#### What the task requires
Using the records below, transcribe word for word the stretch from the line that contains "Resolves #576" through the line that contains "- I moved a", both end lines included, and nothing else.

Dataset entries:
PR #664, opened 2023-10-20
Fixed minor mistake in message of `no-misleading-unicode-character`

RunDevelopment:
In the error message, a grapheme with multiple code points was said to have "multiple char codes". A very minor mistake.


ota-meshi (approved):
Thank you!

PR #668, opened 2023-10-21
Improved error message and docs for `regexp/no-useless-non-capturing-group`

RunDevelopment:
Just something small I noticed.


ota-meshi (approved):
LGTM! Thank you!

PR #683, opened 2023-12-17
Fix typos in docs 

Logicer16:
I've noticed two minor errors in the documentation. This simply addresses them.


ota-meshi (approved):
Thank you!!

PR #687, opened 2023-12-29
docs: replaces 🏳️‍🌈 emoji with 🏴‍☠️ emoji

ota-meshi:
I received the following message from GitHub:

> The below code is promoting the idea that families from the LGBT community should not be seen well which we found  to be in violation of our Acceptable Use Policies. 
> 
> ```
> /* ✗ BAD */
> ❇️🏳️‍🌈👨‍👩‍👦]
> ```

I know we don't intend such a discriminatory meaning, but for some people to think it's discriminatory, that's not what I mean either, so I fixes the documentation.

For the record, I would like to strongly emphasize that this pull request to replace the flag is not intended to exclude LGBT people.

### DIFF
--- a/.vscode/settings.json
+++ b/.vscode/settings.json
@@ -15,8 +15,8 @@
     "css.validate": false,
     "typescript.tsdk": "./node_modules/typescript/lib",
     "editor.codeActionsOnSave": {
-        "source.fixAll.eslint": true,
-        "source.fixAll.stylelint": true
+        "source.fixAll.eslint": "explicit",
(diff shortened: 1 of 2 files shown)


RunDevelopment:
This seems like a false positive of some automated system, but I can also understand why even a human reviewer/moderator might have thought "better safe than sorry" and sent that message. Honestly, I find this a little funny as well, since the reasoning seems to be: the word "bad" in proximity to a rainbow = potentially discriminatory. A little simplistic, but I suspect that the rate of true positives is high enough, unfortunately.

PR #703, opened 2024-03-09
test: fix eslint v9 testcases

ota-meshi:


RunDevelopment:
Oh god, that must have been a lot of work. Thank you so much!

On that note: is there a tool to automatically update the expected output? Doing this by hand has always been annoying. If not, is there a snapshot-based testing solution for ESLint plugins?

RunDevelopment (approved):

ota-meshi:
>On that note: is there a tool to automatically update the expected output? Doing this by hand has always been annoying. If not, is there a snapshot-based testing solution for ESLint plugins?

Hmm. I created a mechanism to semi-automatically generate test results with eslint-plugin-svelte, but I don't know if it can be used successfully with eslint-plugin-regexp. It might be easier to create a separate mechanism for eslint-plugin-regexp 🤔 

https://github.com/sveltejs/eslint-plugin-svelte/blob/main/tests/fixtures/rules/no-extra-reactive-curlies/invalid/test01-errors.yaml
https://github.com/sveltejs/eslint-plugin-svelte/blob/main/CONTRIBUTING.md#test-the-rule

--

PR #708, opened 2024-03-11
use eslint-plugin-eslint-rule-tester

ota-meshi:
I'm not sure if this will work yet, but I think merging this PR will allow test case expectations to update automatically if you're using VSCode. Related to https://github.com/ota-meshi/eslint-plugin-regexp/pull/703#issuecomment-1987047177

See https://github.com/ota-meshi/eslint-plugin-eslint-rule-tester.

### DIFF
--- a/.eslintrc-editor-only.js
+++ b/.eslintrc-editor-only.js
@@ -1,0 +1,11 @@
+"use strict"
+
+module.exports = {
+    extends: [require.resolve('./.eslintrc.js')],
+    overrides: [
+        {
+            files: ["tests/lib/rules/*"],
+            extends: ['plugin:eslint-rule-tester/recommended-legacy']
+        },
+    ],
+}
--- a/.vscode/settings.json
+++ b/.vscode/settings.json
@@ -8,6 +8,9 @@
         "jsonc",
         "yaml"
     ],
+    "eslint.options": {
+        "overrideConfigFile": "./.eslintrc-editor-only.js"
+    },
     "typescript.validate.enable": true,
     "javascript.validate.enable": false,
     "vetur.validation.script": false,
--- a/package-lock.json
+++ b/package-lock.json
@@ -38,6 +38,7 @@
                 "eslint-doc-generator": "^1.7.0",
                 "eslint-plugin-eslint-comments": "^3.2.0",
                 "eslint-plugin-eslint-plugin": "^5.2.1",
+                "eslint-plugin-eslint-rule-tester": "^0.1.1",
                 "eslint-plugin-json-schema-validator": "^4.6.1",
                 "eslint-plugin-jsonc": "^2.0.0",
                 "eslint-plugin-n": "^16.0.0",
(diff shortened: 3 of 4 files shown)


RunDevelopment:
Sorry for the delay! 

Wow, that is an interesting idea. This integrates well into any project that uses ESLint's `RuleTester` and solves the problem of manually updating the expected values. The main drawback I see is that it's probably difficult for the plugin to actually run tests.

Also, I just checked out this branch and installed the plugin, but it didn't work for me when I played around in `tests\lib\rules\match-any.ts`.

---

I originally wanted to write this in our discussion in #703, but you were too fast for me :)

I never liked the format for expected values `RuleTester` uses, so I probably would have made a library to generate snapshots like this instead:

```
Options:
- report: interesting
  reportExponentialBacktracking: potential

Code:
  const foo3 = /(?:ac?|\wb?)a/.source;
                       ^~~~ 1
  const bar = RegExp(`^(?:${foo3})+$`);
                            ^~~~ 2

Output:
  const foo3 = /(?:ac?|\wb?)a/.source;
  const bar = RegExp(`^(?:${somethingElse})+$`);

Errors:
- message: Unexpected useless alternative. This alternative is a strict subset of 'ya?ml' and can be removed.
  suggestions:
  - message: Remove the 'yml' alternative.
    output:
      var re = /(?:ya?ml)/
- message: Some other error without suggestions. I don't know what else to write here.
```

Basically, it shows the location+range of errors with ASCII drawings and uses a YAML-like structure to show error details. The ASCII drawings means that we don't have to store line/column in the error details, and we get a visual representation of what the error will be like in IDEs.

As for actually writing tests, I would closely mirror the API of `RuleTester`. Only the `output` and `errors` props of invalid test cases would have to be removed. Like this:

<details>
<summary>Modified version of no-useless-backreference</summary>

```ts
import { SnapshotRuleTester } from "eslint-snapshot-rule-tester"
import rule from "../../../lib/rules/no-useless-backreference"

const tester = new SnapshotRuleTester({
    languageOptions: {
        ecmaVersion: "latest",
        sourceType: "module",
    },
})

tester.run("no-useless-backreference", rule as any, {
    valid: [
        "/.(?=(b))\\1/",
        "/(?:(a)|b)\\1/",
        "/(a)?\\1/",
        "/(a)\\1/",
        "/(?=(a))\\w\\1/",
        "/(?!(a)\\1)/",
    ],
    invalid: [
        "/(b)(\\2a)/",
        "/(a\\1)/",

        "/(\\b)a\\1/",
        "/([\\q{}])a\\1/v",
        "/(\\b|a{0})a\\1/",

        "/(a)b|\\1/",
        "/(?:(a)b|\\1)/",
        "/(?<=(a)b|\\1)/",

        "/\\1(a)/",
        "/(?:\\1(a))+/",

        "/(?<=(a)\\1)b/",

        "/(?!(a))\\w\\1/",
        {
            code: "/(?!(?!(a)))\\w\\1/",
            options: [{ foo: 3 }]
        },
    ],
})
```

* * *

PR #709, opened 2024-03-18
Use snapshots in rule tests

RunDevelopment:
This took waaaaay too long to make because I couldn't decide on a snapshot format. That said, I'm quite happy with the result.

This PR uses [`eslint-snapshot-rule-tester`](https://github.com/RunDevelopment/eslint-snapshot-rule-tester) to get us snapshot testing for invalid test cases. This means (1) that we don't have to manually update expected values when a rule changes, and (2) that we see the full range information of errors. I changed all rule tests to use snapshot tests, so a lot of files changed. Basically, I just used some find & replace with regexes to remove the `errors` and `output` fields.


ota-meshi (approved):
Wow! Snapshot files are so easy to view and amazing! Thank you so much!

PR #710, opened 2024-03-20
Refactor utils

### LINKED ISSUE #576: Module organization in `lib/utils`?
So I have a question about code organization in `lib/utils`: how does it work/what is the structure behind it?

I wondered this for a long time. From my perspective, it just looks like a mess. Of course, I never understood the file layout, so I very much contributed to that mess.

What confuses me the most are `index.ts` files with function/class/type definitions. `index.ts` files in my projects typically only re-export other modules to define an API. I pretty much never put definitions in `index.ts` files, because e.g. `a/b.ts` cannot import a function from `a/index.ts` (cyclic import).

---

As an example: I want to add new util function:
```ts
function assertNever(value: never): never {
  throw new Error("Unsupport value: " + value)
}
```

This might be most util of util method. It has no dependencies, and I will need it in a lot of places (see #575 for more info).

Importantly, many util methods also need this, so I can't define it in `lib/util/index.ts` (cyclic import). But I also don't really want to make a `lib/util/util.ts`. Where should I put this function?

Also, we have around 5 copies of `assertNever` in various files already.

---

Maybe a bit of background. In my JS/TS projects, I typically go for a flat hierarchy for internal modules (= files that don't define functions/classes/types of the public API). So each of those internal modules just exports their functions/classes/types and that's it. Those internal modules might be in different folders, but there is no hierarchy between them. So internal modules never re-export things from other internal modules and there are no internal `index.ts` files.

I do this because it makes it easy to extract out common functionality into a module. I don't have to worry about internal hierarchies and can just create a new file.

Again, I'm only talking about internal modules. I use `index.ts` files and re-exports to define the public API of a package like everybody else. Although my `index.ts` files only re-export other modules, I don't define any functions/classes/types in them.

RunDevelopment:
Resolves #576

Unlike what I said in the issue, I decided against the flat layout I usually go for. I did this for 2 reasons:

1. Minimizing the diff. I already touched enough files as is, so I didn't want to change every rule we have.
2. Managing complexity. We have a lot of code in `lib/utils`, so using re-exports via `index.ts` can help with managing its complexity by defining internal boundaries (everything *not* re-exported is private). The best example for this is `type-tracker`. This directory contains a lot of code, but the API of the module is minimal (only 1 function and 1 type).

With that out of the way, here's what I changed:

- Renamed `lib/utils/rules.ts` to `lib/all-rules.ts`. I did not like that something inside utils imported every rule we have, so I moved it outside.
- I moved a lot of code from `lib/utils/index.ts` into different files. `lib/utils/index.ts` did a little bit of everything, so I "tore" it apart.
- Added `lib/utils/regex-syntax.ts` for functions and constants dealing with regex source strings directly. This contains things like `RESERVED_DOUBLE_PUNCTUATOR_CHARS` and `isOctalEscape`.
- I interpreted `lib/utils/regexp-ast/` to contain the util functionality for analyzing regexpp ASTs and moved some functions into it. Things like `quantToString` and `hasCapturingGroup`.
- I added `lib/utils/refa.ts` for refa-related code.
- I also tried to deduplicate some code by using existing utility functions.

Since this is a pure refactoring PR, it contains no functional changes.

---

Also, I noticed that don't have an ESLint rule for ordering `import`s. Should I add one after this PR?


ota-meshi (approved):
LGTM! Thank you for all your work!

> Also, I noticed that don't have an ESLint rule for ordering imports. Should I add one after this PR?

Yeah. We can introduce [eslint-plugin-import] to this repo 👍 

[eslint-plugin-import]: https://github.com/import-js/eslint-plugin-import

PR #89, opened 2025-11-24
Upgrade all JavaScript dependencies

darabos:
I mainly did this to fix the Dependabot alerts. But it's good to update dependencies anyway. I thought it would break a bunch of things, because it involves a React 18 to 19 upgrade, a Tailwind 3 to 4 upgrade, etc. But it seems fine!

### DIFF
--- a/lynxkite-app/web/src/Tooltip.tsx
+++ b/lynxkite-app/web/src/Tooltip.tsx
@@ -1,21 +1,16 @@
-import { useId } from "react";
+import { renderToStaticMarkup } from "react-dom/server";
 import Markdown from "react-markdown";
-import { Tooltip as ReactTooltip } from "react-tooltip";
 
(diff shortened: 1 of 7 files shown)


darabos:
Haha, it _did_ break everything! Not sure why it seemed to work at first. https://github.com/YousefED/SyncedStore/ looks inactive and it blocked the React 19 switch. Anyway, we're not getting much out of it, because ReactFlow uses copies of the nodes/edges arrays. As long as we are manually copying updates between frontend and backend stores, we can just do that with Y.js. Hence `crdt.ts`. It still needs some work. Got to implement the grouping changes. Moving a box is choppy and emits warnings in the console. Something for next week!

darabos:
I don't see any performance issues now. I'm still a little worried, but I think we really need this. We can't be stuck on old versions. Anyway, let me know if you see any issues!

#### Finished task
Resolves #576

Unlike what I said in the issue, I decided against the flat layout I usually go for. I did this for 2 reasons:

1. Minimizing the diff. I already touched enough files as is, so I didn't want to change every rule we have.
2. Managing complexity. We have a lot of code in `lib/utils`, so using re-exports via `index.ts` can help with managing its complexity by defining internal boundaries (everything *not* re-exported is private). The best example for this is `type-tracker`. This directory contains a lot of code, but the API of the module is minimal (only 1 function and 1 type).

With that out of the way, here's what I changed:

- Renamed `lib/utils/rules.ts` to `lib/all-rules.ts`. I did not like that something inside utils imported every rule we have, so I moved it outside.
- I moved a lot of code from `lib/utils/index.ts` into different files. `lib/utils/index.ts` did a little bit of everything, so I "tore" it apart.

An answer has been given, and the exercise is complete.